[Image courtesy of funandfunction]
Ethan Roeder, data director for Obama for America, has a terrific op-ed in the New York Times entitled "I'm Not Big Brother" responding to various misconceptions about the role of big data in campaigns.
There's lots of good stuff in there - he had me at "malarkey" - but I want to focus on two grafs about midway through that neatly describe what "big data" is all about:
There are two categories of online data: information users provide explicitly, and stuff they communicate implicitly through their behavior. The explicit data includes e-mails and comments that users share directly. The implicit data comes from "click tracking," which tells a campaign what buttons are getting pressed and how often. Combined, these two categories of data allow a campaign to put together an online experience that will resonate with as many people as possible, but also to customize the experience so that you are more likely to encounter content that's relevant to you.

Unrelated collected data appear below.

PR #569, opened 2019-01-17
[WIP] Rewrite generator

TimvdLippe:
Rewrite the generator to make changes in the future easier. This prepares us for staging guides as well as easily introducing new translations.

The generator is based on 3 components:

1. First all metadata is read in `readers.ts`. This file will generate the appropriate interim data-format. The format is specified in `file-types.ts`
2. Then `index.ts` does the wiring and and invokes the `writer`. (We can add the logger here)
3. Lastly `writers.ts` writes from the data format to the build output.

Please note that this is the MVP which produces (almost) equivalent files. I would first like to iterate on the design and then start working on tidying up the code.

### DIFF
--- a/generator/contributors.ts
+++ b/generator/contributors.ts
@@ -1,0 +1,75 @@
+/*
+ * Copyright 2018 Google LLC
+ *
+ * Licensed under the Apache License, Version 2.0 (the "License");
+ * you may not use this file except in compliance with the License.
+ * You may obtain a copy of the License at
+ *
+ *     https://www.apache.org/licenses/LICENSE-2.0
+ *
+ * Unless required by applicable law or agreed to in writing, software
+ * distributed under the License is distributed on an "AS IS" BASIS,
+ * WITHOUT WARRANTIES OR CONDITIONS OF ANY KIND, either express or implied.
+ * See the License for the specific language governing permissions and
+ * limitations under the License.
+ */
+
+'use strict';
+
+import * as yaml from 'js-yaml';
+import * as fs from './fsp.js';
+import * as path from 'path';
+
+const CONTRIBUTORS_CONFIG_LOCATION = path.resolve(
+    __dirname,
+    '..',
+    '..',
+    'contributors',
+    '_contributors.yaml',
+);
+const CONTRIBUTORS_PICTURES_LOCATION = path.resolve(
+    __dirname,
+    '..',
+    '..',
+    'content',
+    'images',
+    'contributors',
+);
+
+export interface Author {
+  picture: string;
+}
+
+let authorsConfig: {[author: string]: Author};
+
+/**
+ * Load the contributor information for an author of a codelab.
+ * This function will lazily parse the config, if it hadn't done so before.
+ *
+ * @param {string} author Author name to search for in `_contributors.yaml`
+ */
+export async function loadContributorFromConfiguration(author: string):
+    Promise<Author> {
+  // Load and parse file once if we hadn't done so already.
+  if (!authorsConfig) {
+    const contributorsFile = await fs.readFile(
+        CONTRIBUTORS_CONFIG_LOCATION,
+        'utf8',
+    );
+    authorsConfig = yaml.load(contributorsFile);
+  }
+
+  const authorInformation = authorsConfig[author];
+
+  if (!authorInformation) {
+    throw new Error(`Could not find author information for ${author}!`);
+  }
+
+  const hasPictureFile = await fs.exists(
+      path.resolve(CONTRIBUTORS_PICTURES_LOCATION, author + '.jpg'),
+  );
+
+  authorInformation.picture = hasPictureFile ? author : 'no-photo';
+
+  return authorInformation;
+}
--- a/generator/index.ts
+++ b/generator/index.ts
@@ -1,0 +1,56 @@
+import * as path from 'path';
+
+import {FileData} from './file-types.js';
+import * as fs from './fsp.js';
+import {readLearningPath, readTopLevelFile} from './readers.js';
+
+const TOP_LEVEL_DIRECTORY = path.resolve(__dirname, '..', '..');
+// const BUILD_OUTPUT = path.resolve(TOP_LEVEL_DIRECTORY, 'build_output');
+const CONTENT = path.resolve(TOP_LEVEL_DIRECTORY, 'content');
+
+async function readContentDirectory(): Promise<FileData[]> {
+  const contentFilesOrDirectories =
+      await fs.readdir(CONTENT, {withFileTypes: true});
+
+  if (typeof contentFilesOrDirectories[0] === 'string') {
+    throw new Error(`You need at least Node 10.10.0 for this script`);
+  }
+
+  return Promise.all(contentFilesOrDirectories.map(async (fileOrDirectory) => {
+    const resolvedName = path.resolve(CONTENT, fileOrDirectory.name);
+
+    if (fileOrDirectory.isDirectory()) {
+      // Don't try to parse the images folder as a learning path
+      if (await fs.exists(path.resolve(resolvedName, 'guides.yaml'))) {
+        return readLearningPath(resolvedName, fileOrDirectory.name);
+      }
+
+      return {name: fileOrDirectory.name};
+    }
+
+    return readTopLevelFile(resolvedName, fileOrDirectory.name);
+  }));
+}
+
+const shouldPreserveFileForBuildOutput = (_file: FileData) => {
+  return true;
+};
+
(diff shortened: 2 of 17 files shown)


robdodson:

generator/readers.ts
```diff
@@ -0,0 +1,150 @@
...
+  }
+
+  return {attributes, body};
+}
+
+function isCodelab(fileName: string) {
+  return fileName.startsWith('codelab-') && fileName.endsWith('.md');
+}
+
+async function readCodelab(
```
robdodson: should this have a declared return type?

generator/index.ts
```diff
@@ -0,0 +1,86 @@
...
+
+  const rootCards: RootCards = {paths: []};
+  const allGuides: SerializedGuideJson[] = [];
+
+  for (const file of files) {
+    if ('body' in file) {
+      await writeTopLevelFile(BUILD_OUTPUT, file);
+    } else if ('topics' in file) {
+      await writeLearningPath(BUILD_OUTPUT, file);
+      rootCards.paths.push({...file, href: `/${file.name}`});
```
robdodson: I was wondering if this section and the block below that builds `allGuides` should be handled by readers as well. It feels odd for `index.ts` to own this logic.

generator/writers.ts
```diff
@@ -0,0 +1,92 @@
...
+    const codeLabBody = CODELAB_TEMPLATE(
+        {main: markdown(codelab.body), glitch, title, relatedGuide: guide});
+
+    await fs.writeFile(
+        path.resolve(guideDirectory, codelab.name + '.html'),
+        DEVSITE_TEMPLATE({title, meta: {description}, body: codeLabBody}));
+  }
+}
+
+export async function writeLearningPath(directory: string, file: LearningPath) {
```
robdodson: Suggest renaming the first argument to `outputDirectoryPath`

generator/writers.ts
```diff
@@ -0,0 +1,92 @@
...
+  const {name, title, description} = file;
+
+  await fs.writeFile(
+      path.resolve(directory, name + '.html'),
+      DEVSITE_TEMPLATE(
+          {title, meta: {description}, body: PATH_TEMPLATE(file)}));
+
+  const contentDirectoryName = path.resolve(directory, name);
```
robdodson: suggest renaming to `contentDirectoryPath`

generator/index.ts
```diff
@@ -0,0 +1,86 @@
+import * as path from 'path';
+
+import {FileData, RootCards, SerializedGuideJson} from './file-types.js';
+import * as fs from './fsp.js';
+import {readLearningPath, readTopLevelFile} from './readers.js';
+import {writeLearningPath, writeRootCards, writeSerializedGuideJson, writeTopLevelFile} from './writers.js';
+
+const TOP_LEVEL_DIRECTORY = path.resolve(__dirname, '..', '..');
+const BUILD_OUTPUT = path.resolve(TOP_LEVEL_DIRECTORY, 'build_output', 'en');
```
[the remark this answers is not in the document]
robdodson: also assuming the name will change to `build` instead of `build_output` before landing?

generator/contributors.ts
```diff
@@ -0,0 +1,75 @@
...
+ * distributed under the License is distributed on an "AS IS" BASIS,
+ * WITHOUT WARRANTIES OR CONDITIONS OF ANY KIND, either express or implied.
+ * See the License for the specific language governing permissions and
+ * limitations under the License.
+ */
+
+'use strict';
+
+import * as yaml from 'js-yaml';
+import * as fs from './fsp.js';
```
robdodson: I think I mentioned this to sam at the time...

would it make more sense to use `fs-extra` here?
https://github.com/jprichardson/node-fs-extra

generator/writers.ts
```diff
@@ -0,0 +1,92 @@
...
+const GUIDE_TEMPLATE = readTemplate('guide');
+const CODELAB_TEMPLATE = readTemplate('glitch');
+
+export async function writeTopLevelFile(directory: string, file: TopLevelFile) {
+  await fs.writeFile(path.resolve(directory, file.name), file.body);
+}
+
+async function writeSingleGuide(
+    directory: string, learningPath: LearningPath, topic: PathTopic,
+    guide: GuideHTMLFileWithMetadata) {
```
robdodson: I was wondering why this type name includes `HTML`. Isn't it a JS object containing markdown?

generator/writers.ts
```diff
@@ -0,0 +1,92 @@
...
+  const guideDirectory = path.resolve(directory, guide.name);
```
robdodson: guideDirectoryPath

generator/index.ts
```diff
@@ -0,0 +1,86 @@
...
+      }
+
+      return {name: fileOrDirectory.name};
+    }
+
+    return readTopLevelFile(resolvedName, fileOrDirectory.name);
+  }));
+}
+
+function shouldPreserveFileForBuildOutput(_file: FileData) {
```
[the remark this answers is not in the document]
TimvdLippe: TS doesn't compile if you have an unused variable (really annoying behavior!). If a variable starts with an underscore, the compiler ignores that specific unused variable.

generator/index.ts
```diff
@@ -0,0 +1,86 @@
...
+
+  rootCards.paths.sort((one, other) => one.order - other.order);
+
+  await writeRootCards(BUILD_OUTPUT, rootCards);
+  await writeSerializedGuideJson(BUILD_OUTPUT, allGuides);
+}
+
+async function main() {
+  const files = await readContentDirectory();
+  const filteredFiles = files.filter(shouldPreserveFileForBuildOutput);
```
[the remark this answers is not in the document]
TimvdLippe: It was mostly a left-over of me trying to model the "this is a draft guide, ignore it"-feature. I should probably put that in the reader though.

generator/readers.ts
```diff
@@ -0,0 +1,150 @@
...
+const CODELAB_REQUIRED_ATTRIBUTES = [...REQUIRED_ATTRIBUTES, 'glitch'];
+const GUIDE_CONFIGURATION_REQUIRED_ATTRIBUTES =
+    ['title', 'description', 'overview', 'topics', 'order'];
+
+async function readYamlAndAssertAttributes(
+    requiredAttributes: string[], fileName: string) {
+  const {attributes, body} =
+      yamlFrontMatter(await fs.readFile(fileName, 'utf8'));
+
+  for (const requiredAttribute of requiredAttributes) {
```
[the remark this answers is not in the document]
TimvdLippe: It normally does, but because we are dynamically reading here, TS has no clue what you read from disk. Therefore this function exists to assert it is in the correct shape, thus afterwards we do adhere to the interface (and TS will check for that).

generator/readers.ts
```diff
@@ -0,0 +1,150 @@
...
+          requiredAttribute}" was not specified for "guides.yaml" in "${
+          directoryName}"`);
+    }
+  }
+
+  return guideConfiguration;
+}
+
+export async function readLearningPath(
+    directoryName: string, learningPathName: string): Promise<LearningPath> {
```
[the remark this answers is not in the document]
TimvdLippe: Yeah these names are more of a remnant of the old naming. We should fix this, good point!

generator/readers.ts
```diff
@@ -0,0 +1,150 @@
...
+      guideContentFiles.filter(file => !isCodelab(file) && file !== 'index.md')
+          .map(artifact => ({
+                 source: path.resolve(guideFileName, artifact),
+                 fileName: artifact
+               }));
+
+  const href = `/${path.basename(directoryName)}/${guideName}`;
+
+  const codelabs = await Promise.all(codelabFiles.map(codelabFile => {
+    const codeLabName = codelabFile.substring(0, codelabFile.length - 3);
```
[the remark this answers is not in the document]
TimvdLippe: TIL, awesome!

generator/index.ts
TimvdLippe: Sounds like a plan.

generator/contributors.ts
TimvdLippe: I am mostly indifferent about that. I just was hesitant to include yet another dependency for something we can do.

generator/writers.ts
TimvdLippe: It is, but it is based on the HTML file that we read. Mostly for me to keep track of what the original value was. In general, naming is bonkers atm and I should fix that first.

robdodson:
Hey @TimvdLippe is it ok if I close this PR in favor of Ewa's eleventy work?

TimvdLippe:
Yes let's do that.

At times it might seem like sorcery to the recipient of a targeted e-mail, but it's just a product of two simple factors: remembering who you are and remembering what you like.

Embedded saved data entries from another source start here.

PR #570, opened 2019-01-20
Fix profile image.

robdodson:
Quick fix for Milica's profile photo on the site. I'd like to follow up with another PR that allows or flags when images end in `jpeg` instead of `jpg`.


TimvdLippe:
(The generator should simply fail fast if it can't detect an image. I prefer if authors explicitly said "no image", so that we can catch these issues at build time rather than in prod)

robdodson:
Yeah that sounds good.

PR #572, opened 2019-01-22
Fix .babelrc targets to use array

dangdennis:


robdodson:
This looks good. I think the problem with the previous example was the string was split by a `,` but it looks like it has to be one continuous string. Using an array of strings seems a bit nicer in my opinion because it's harder to make this mistake.

robdodson:
@dangdennis 	are you able to sign the CLA?

dangdennis:
I signed the CLA. Thank you!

Roeder then goes on to talk about how this data is married to the age-old science of modeling to give campaigns an educated guess about who will turn out to vote:
Cheaper and more plentiful computing power allows campaigns to process far more information than ever before to look for patterns, trends and correlations ... campaigns use statistical techniques to apply these assumptions to individual records in the voter file rather than stopping short and simply assuming that entire sections of the electorate will behave identically.
Obviously, this kind of information - properly used - is a powerful tool. I wonder if election officials shouldn't be doing some of this as well; not to predict for whom a voter will cast a ballot but in what form and when. As more and more jurisdictions move to multi-modal election systems with a blend of in-person and mail voting, both on and before Election Day, having some intelligence about the demand by voters for election services will be invaluable in the effort to allocate ballots, machines and materials in a way that serves the greatest number of voters in the most cost-effective manner.
Ethan's right that campaigns don't have a "giant blue computer sitting on the 101st floor of a sleek skyscraper, surrounded by bubbling tubes of illuminated liquid, spitting out the manifest destiny of America's voters" (the above image will have to do) - but they do have access to data and analysis that could (and should) be invaluable to the next generation of election officials.